Exercise description
Output exactly, with nothing added, the entries from the first line through the line with "1. There is".

============================================================

Issue #501, opened 2023-08-18
Incorporate referential integrity and data synchronization checks into Deequ's VerificationSuite


rdsharma26:
The following two utilities should be part of Deequ's verification suite.

- https://github.com/awslabs/deequ/blob/master/src/main/scala/com/amazon/deequ/comparison/DataSynchronization.scala
- https://github.com/awslabs/deequ/blob/master/src/main/scala/com/amazon/deequ/comparison/ReferentialIntegrity.scala

VenkataKarthikP:
@rdsharma26 could you add more details on what enhancement we are looking at here, I could take a stab at implementation. thanks

mentekid:
Hi,

Here's some context for this issue. Deequ lets you run checks on your data by constructing a [VerificationSuite](https://github.com/awslabs/deequ/blob/master/src/main/scala/com/amazon/deequ/VerificationSuite.scala) object. You can build a `VerificationSuite` by calling `onData()`, which then exposes the `addCheck()` method. You can call that repeatedly to add multiple checks to your suite, for example:


```
val verificationResult = VerificationSuite()
  .onData(data)
  .addCheck(Check(CheckLevel.Error, "must have 5 rows").hasSize(_ == 5)
  .addCheck(Check(CheckLevel.Error, "must have no nulls").isComplete("id")
  .run()
```

All checks within the same Verification suite are processed before Spark is called, and Deequ comes up with a plan to calculate all the necessary statistics without making unnecessary passes over the data.

However, for the comparison operations @rdsharma26 is mentioning above, there is no `Check` object and therefore they cannot be added to a `VerificationSuite`. This means two things:

1. There is no way for Deequ to optimize the execution of these comparisons
2. The code to run any of these checks looks incongruent with any other Deequ syntax, as you need to directly invoke methods rather than constructing a cohesive suite of tests.

The ask here is to merge the two operations with the standard Deequ APIs, so a user can create a verification suite that contains a mix of cross-dataset and in-dataset tests. This will probably require a bit of refactoring in the [VerificationRunBuilder](https://github.com/awslabs/deequ/blob/master/src/main/scala/com/amazon/deequ/VerificationRunBuilder.scala), because unlike any `Check`s we have today, the cross-dataset checks require an additional reference dataset in addition to the primary dataset (passed using `onData()`, which returns a `VerificationRunBuilder`).

Let me know if that's not clear or you have any follow-up questions.

VenkataKarthikP:
[...]

PR #526, opened 2023-12-26
add data synchronization test to verification Suite.

VenkataKarthikP:
*Issue, if available: #501

*Description of changes:* Adding data synchronization check to verification suite, with this change users can define `isDataSynchronized` check.

Example usage - 
```scala

val verificationResult = VerificationSuite()
  .onData(data)
  .addCheck(Check(CheckLevel.Error, "must have data in sync")
                                      .isDataSynchronized(dfToCompare, Map("id" -> "id"), _ > 0.7)
  .run()
```

cc: @mentekid @rdsharma26

### DIFF
--- a/src/main/scala/com/amazon/deequ/analyzers/Analyzer.scala
+++ b/src/main/scala/com/amazon/deequ/analyzers/Analyzer.scala
@@ -19,21 +19,15 @@ package com.amazon.deequ.analyzers
 import com.amazon.deequ.analyzers.Analyzers._
 import com.amazon.deequ.analyzers.NullBehavior.NullBehavior
 import com.amazon.deequ.analyzers.runners._
-import com.amazon.deequ.metrics.FullColumn
+import com.amazon.deequ.comparison.{DataSynchronization, DataSynchronizationFailed, DataSynchronizationSucceeded}
+import com.amazon.deequ.metrics.{DoubleMetric, Entity, FullColumn, Metric}
 import com.amazon.deequ.utilities.ColumnUtil.removeEscapeColumn
-import com.amazon.deequ.metrics.DoubleMetric
-import com.amazon.deequ.metrics.Entity
-import com.amazon.deequ.metrics.Metric
+import org.apache.spark.sql.{Column, DataFrame, Row, SparkSession}
 import org.apache.spark.sql.functions._
 import org.apache.spark.sql.types._
-import org.apache.spark.sql.Column
-import org.apache.spark.sql.DataFrame
-import org.apache.spark.sql.Row
-import org.apache.spark.sql.SparkSession
 
 import scala.language.existentials
-import scala.util.Failure
-import scala.util.Success
+import scala.util.{Failure, Success, Try}
 
 /**
   * A state (sufficient statistic) computed from data, from which we can compute a metric.
@@ -298,6 +292,56 @@ abstract class GroupingAnalyzer[S <: State[_], +M <: Metric[_]] extends Analyzer
     groupingColumns().map { name => Preconditions.hasColumn(name) } ++ super.preconditions
   }
 }
+
+/**
+ * Data Synchronization Analyzer
+ *
+ * @param dfToCompare    DataFrame to compare
+ * @param columnMappings columns mappings
+ * @param assertion      assertion logic
+ */
+case class DataSynchronizationAnalyzer(dfToCompare: DataFrame,
+                                       columnMappings: Map[String, String],
+                                       assertion: Double => Boolean)
+  extends Analyzer[DataSynchronizationState, DoubleMetric] {
+
+  override def computeStateFrom(data: DataFrame): Option[DataSynchronizationState] = {
+
+    val result = DataSynchronization.columnMatch(data, dfToCompare, columnMappings, assertion)
+
+    result match {
+      case succeeded: DataSynchronizationSucceeded =>
+        Some(DataSynchronizationState(succeeded.passedCount.getOrElse(0), succeeded.totalCount.getOrElse(0)))
+      case failed: DataSynchronizationFailed =>
+        Some(DataSynchronizationState(failed.passedCount.getOrElse(0), failed.totalCount.getOrElse(0)))
+      case _ => None
+    }
+  }
+
+  override def computeMetricFrom(state: Option[DataSynchronizationState]): DoubleMetric = {
+
+    state match {
+      case Some(s) => DoubleMetric(
+        Entity.Dataset,
+        "DataSynchronization",
+        "",
+        Try(s.synchronizedDataCount.toDouble / s.dataCount.toDouble),
+        None
+      )
+      case None => DoubleMetric(
+        Entity.Dataset,
+        "DataSynchronization",
+        "",
+        Try(0.0),
+        None
+      )
+    }
+  }
+
+  override private[deequ] def toFailureMetric(failure: Exception) =
+    metricFromFailure(failure, "DataSynchronization", "", Entity.Dataset)
+}
+
 
 /** Helper method to check conditions on the schema of the data */
 object Preconditions {
--- a/src/main/scala/com/amazon/deequ/analyzers/Analyzer.scala
+++ b/src/main/scala/com/amazon/deequ/analyzers/Analyzer.scala
@@ -1,5 +1,5 @@
 /**
- * Copyright 2018 Amazon.com, Inc. or its affiliates. All Rights Reserved.
+ * Copyright 2024 Amazon.com, Inc. or its affiliates. All Rights Reserved.
  *
  * Licensed under the Apache License, Version 2.0 (the "License"). You may not
  * use this file except in compliance with the License. A copy of the License
@@ -19,15 +19,21 @@ package com.amazon.deequ.analyzers
 import com.amazon.deequ.analyzers.Analyzers._
 import com.amazon.deequ.analyzers.NullBehavior.NullBehavior
 import com.amazon.deequ.analyzers.runners._
-import com.amazon.deequ.comparison.{DataSynchronization, DataSynchronizationFailed, DataSynchronizationSucceeded}
-import com.amazon.deequ.metrics.{DoubleMetric, Entity, FullColumn, Metric}
+import com.amazon.deequ.metrics.DoubleMetric
+import com.amazon.deequ.metrics.Entity
+import com.amazon.deequ.metrics.FullColumn
+import com.amazon.deequ.metrics.Metric
 import com.amazon.deequ.utilities.ColumnUtil.removeEscapeColumn
-import org.apache.spark.sql.{Column, DataFrame, Row, SparkSession}
+import org.apache.spark.sql.Column
+import org.apache.spark.sql.DataFrame
+import org.apache.spark.sql.Row
+import org.apache.spark.sql.SparkSession
 import org.apache.spark.sql.functions._
 import org.apache.spark.sql.types._
 
 import scala.language.existentials
-import scala.util.{Failure, Success, Try}
+import scala.util.Failure
+import scala.util.Success
 
 /**
   * A state (sufficient statistic) computed from data, from which we can compute a metric.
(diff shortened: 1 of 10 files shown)


src/main/scala/com/amazon/deequ/analyzers/Analyzer.scala
```diff
@@ -19,21 +19,15 @@ package com.amazon.deequ.analyzers
...
 import org.apache.spark.sql.types._
-import org.apache.spark.sql.Column
-import org.apache.spark.sql.DataFrame
-import org.apache.spark.sql.Row
-import org.apache.spark.sql.SparkSession
 
 import scala.language.existentials
-import scala.util.Failure
-import scala.util.Success
+import scala.util.{Failure, Success, Try}
```
rdsharma26, line 30: We avoid block imports as they can lead to merge conflicts. Each import on its own line makes that process easier. Can we remove this diff?

src/main/scala/com/amazon/deequ/analyzers/Analyzer.scala
```diff
@@ -299,6 +293,56 @@ abstract class GroupingAnalyzer[S <: State[_], +M <: Metric[_]] extends Analyzer
...
 }
 
+/**
+ * Data Synchronization Analyzer
+ *
+ * @param dfToCompare    DataFrame to compare
+ * @param columnMappings columns mappings
+ * @param assertion      assertion logic
+ */
+case class DataSynchronizationAnalyzer(dfToCompare: DataFrame,
```
rdsharma26, line 303: This should be in its own file like the other analyzers.

src/main/scala/com/amazon/deequ/analyzers/Analyzer.scala
```diff
@@ -299,6 +293,56 @@ abstract class GroupingAnalyzer[S <: State[_], +M <: Metric[_]] extends Analyzer
   }
 }
 
+/**
+ * Data Synchronization Analyzer
+ *
+ * @param dfToCompare    DataFrame to compare
```
rdsharma26, line 299: nit: `DataFrame to compare with`

src/main/scala/com/amazon/deequ/analyzers/Analyzer.scala
```diff
@@ -299,6 +293,56 @@ abstract class GroupingAnalyzer[S <: State[_], +M <: Metric[_]] extends Analyzer
...
+ * @param columnMappings columns mappings
```
rdsharma26, line 300: nit: We can add more documentation here. Are these the key column mappings? What about the other parameter, comparison column mappings? Will that be added in a future PR?

src/main/scala/com/amazon/deequ/analyzers/Analyzer.scala
```diff
@@ -299,6 +293,56 @@ abstract class GroupingAnalyzer[S <: State[_], +M <: Metric[_]] extends Analyzer
...
+        Try(s.synchronizedDataCount.toDouble / s.dataCount.toDouble),
+        None
+      )
+      case None => DoubleMetric(
+        Entity.Dataset,
+        "DataSynchronization",
+        "",
+        Try(0.0),
+        None
+      )
```
rdsharma26, line 337: We can simplify it as follows: 

```
val metric = state match {
  case Some(s) => Try(s.synchronizedDataCount.toDouble / s.dataCount.toDouble).getOrElse(0.0)
  case _ => 0.0
}

DoubleMetric(Entity.Dataset, "DataSynchronization", "", metric, None)
```

src/main/scala/com/amazon/deequ/checks/Check.scala
```diff
@@ -27,6 +26,7 @@ import com.amazon.deequ.repository.MetricsRepository
 import org.apache.spark.sql.expressions.UserDefinedFunction
 import com.amazon.deequ.anomalydetection.HistoryUtils
 import com.amazon.deequ.checks.ColumnCondition.{isAnyNotNull, isEachNotNull}
+import org.apache.spark.sql.DataFrame
```
rdsharma26, line 29: Same comment as one above. Please avoid block imports.

src/main/scala/com/amazon/deequ/checks/Check.scala
```diff
@@ -338,6 +338,38 @@ case class Check(
...
+   *                        of the synchronization check. This object can be used in Deequ's verification suite to
+   *                        assert data quality constraints.
+   */
+  def isDataSynchronized(otherDf: DataFrame, columnMappings: Map[String, String], assertion: Double => Boolean,
+                         hint: Option[String] = None): Check = {
+
+    val dataSyncAnalyzer = DataSynchronizationAnalyzer(otherDf, columnMappings, assertion)
+    val constraint = DataSynchronizationConstraint(dataSyncAnalyzer, hint)
+    addConstraint(constraint)
+
```
rdsharma26, line 370: nit: excess whitespace

src/main/scala/com/amazon/deequ/comparison/ComparisonResult.scala
```diff
@@ -17,5 +17,11 @@
...
-case class ComparisonFailed(errorMessage: String) extends ComparisonResult
-case class ComparisonSucceeded() extends ComparisonResult
+
+case class ComparisonFailed(errorMessage: String, ratio: Double = 0) extends ComparisonResult
+case class ComparisonSucceeded(ratio: Double = 0) extends ComparisonResult
+
+case class DataSynchronizationFailed(errorMessage: String, passedCount: Option[Long] = None,
+                                     totalCount: Option[Long] = None) extends ComparisonResult
+case class DataSynchronizationSucceeded(passedCount: Option[Long] = None, totalCount: Option[Long] = None)
+  extends ComparisonResult
```
rdsharma26, line 27: If the check succeeded, do we expect the `passedCount` and `totalCount` to be `None`? If not, can we keep their types as `Long`?

src/main/scala/com/amazon/deequ/comparison/ComparisonResult.scala
```diff
@@ -17,5 +17,11 @@
 package com.amazon.deequ.comparison
 
 sealed trait ComparisonResult
-case class ComparisonFailed(errorMessage: String) extends ComparisonResult
-case class ComparisonSucceeded() extends ComparisonResult
+
+case class ComparisonFailed(errorMessage: String, ratio: Double = 0) extends ComparisonResult
+case class ComparisonSucceeded(ratio: Double = 0) extends ComparisonResult
```
rdsharma26, line 22: We should keep 1 set of states. Right now, there are 2 sets of states. `Comparison[Failed/Succeeded]` vs `DataSynchronization[Failed/Succeeded]`. Having too many states can result in confusion for the end user.

src/main/scala/com/amazon/deequ/checks/Check.scala
```diff
@@ -1092,7 +1124,10 @@ case class Check(
         case nc: ConstraintDecorator => nc.inner
         case c: Constraint => c
       }
-      .collect { case constraint: AnalysisBasedConstraint[_, _, _] => constraint.analyzer }
+      .collect {
+        case constraint: AnalysisBasedConstraint[_, _, _] => constraint.analyzer
+        case constraint: DataSynchronizationConstraint => constraint.analyzer
```
rdsharma26, line 1129: Why can't the existing statement match `DataSynchronizationConstraint` ?

src/main/scala/com/amazon/deequ/constraints/Constraint.scala
```diff
@@ -17,9 +17,10 @@
 package com.amazon.deequ.constraints
 
 import com.amazon.deequ.analyzers._
-import com.amazon.deequ.metrics.{BucketDistribution, Distribution, Metric}
+import com.amazon.deequ.metrics.{BucketDistribution, Distribution, DoubleMetric, Metric}
 import org.apache.spark.sql.expressions.UserDefinedFunction
 
+import scala.util.{Success, Try}
```
rdsharma26, line 23: Please avoid block imports.

src/main/scala/com/amazon/deequ/constraints/Constraint.scala
```diff
@@ -897,3 +898,29 @@ object Constraint {
...
+ * Data Synchronization Constraint
+ * @param analyzer Data Synchronization Analyzer
+ * @param hint hint
+ */
+case class DataSynchronizationConstraint(analyzer: DataSynchronizationAnalyzer, hint: Option[String])
+  extends Constraint {
+
+  override def evaluate(metrics: Map[Analyzer[_, Metric[_]], Metric[_]]): ConstraintResult = {
+
+    val anz = Try(metrics.filter(i => i._1.isInstanceOf[DataSynchronizationAnalyzer]).head._2)
```
rdsharma26, line 912: Can we write it as the following, for better readability?

```
val (_, anz) = Try(metrics.filter { case(analyzer, _)  => analyzer.isInstanceOf[DataSynchronizationAnalyzer] }.head)
```

What happens if `.head` is called on empty list? Is that possible?

rdsharma26 (commented):
Thank you @VenkataKarthikP for this PR! I've left some comments.

Note: We use this check for the `DatasetMatch` rule in AWS Glue Data Quality. In a future PR, we can rename `DataSynchronization` to `DatasetMatch` for consistency purposes.

src/main/scala/com/amazon/deequ/analyzers/Analyzer.scala
VenkataKarthikP: thanks, will update documentation. 
I was planning to do this in phased manner instead of one big PR, will definitely do a follow up PR to add that as well.

src/main/scala/com/amazon/deequ/comparison/ComparisonResult.scala
VenkataKarthikP: yes, changed to `Long` type.

src/main/scala/com/amazon/deequ/comparison/ComparisonResult.scala
VenkataKarthikP: I was planning, to consolidate once `ReferentialIntegrity` is also integrated into verification suite. I will handle that in next PR.

src/main/scala/com/amazon/deequ/constraints/Constraint.scala
VenkataKarthikP: will refactor to make it improve readability, thanks for suggestion.

src/main/scala/com/amazon/deequ/checks/Check.scala
VenkataKarthikP: updated, yes we don't need this.

VenkataKarthikP:
@rdsharma26 thanks for the review, updated with review comments.

src/main/scala/com/amazon/deequ/analyzers/DataSynchronizationAnalyzer.scala
```diff
@@ -0,0 +1,94 @@
...
+/**
+ * An Analyzer for Deequ that performs a data synchronization check between two DataFrames.
+ * It evaluates the degree of synchronization based on specified column mappings and an assertion function.
+ *
+ * The analyzer computes a ratio of synchronized data points to the total data points, represented as a DoubleMetric.
+ * Refer to [[com.amazon.deequ.comparison.DataSynchronization.columnMatch]] for DataSynchronization implementation
+ *
+ * @param dfToCompare The DataFrame to compare with the primary DataFrame that is setup
+ *                    during [[com.amazon.deequ.VerificationSuite.onData]] setup.
+ * @param columnMappings A map where each key-value pair represents a column in the primary DataFrame
```
rdsharma26, line 40: Please rename to `keyColumnMappings`.

src/main/scala/com/amazon/deequ/analyzers/DataSynchronizationAnalyzer.scala
```diff
@@ -0,0 +1,94 @@
...
+ *                                                                              _ > 0.8).run()
+ *
+ *
+ * The computeStateFrom method calculates the synchronization state by comparing the specified columns of the two
+ * DataFrames.
+ * The computeMetricFrom method then converts this state into a DoubleMetric representing the synchronization ratio.
+ *
+ */
+case class DataSynchronizationAnalyzer(dfToCompare: DataFrame,
+                                       columnMappings: Map[String, String],
```
rdsharma26, line 64: Please rename to `keyColumnMappings`.

rdsharma26 (approved):
LGTM. Thanks again for the PR! Please address the following in next PR.

- `columnMappings` should be renamed to `keyColumnMappings`
- Add `matchColumnMappings`
- [If possible] Change `DataSynchronization` to `DatasetMatch`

============================================================

Problem solution
Issue #501, opened 2023-08-18
Incorporate referential integrity and data synchronization checks into Deequ's VerificationSuite


rdsharma26:
The following two utilities should be part of Deequ's verification suite.

- https://github.com/awslabs/deequ/blob/master/src/main/scala/com/amazon/deequ/comparison/DataSynchronization.scala
- https://github.com/awslabs/deequ/blob/master/src/main/scala/com/amazon/deequ/comparison/ReferentialIntegrity.scala

VenkataKarthikP:
@rdsharma26 could you add more details on what enhancement we are looking at here, I could take a stab at implementation. thanks

mentekid:
Hi,

Here's some context for this issue. Deequ lets you run checks on your data by constructing a [VerificationSuite](https://github.com/awslabs/deequ/blob/master/src/main/scala/com/amazon/deequ/VerificationSuite.scala) object. You can build a `VerificationSuite` by calling `onData()`, which then exposes the `addCheck()` method. You can call that repeatedly to add multiple checks to your suite, for example:


```
val verificationResult = VerificationSuite()
  .onData(data)
  .addCheck(Check(CheckLevel.Error, "must have 5 rows").hasSize(_ == 5)
  .addCheck(Check(CheckLevel.Error, "must have no nulls").isComplete("id")
  .run()
```

All checks within the same Verification suite are processed before Spark is called, and Deequ comes up with a plan to calculate all the necessary statistics without making unnecessary passes over the data.

However, for the comparison operations @rdsharma26 is mentioning above, there is no `Check` object and therefore they cannot be added to a `VerificationSuite`. This means two things:

1. There is no way for Deequ to optimize the execution of these comparisons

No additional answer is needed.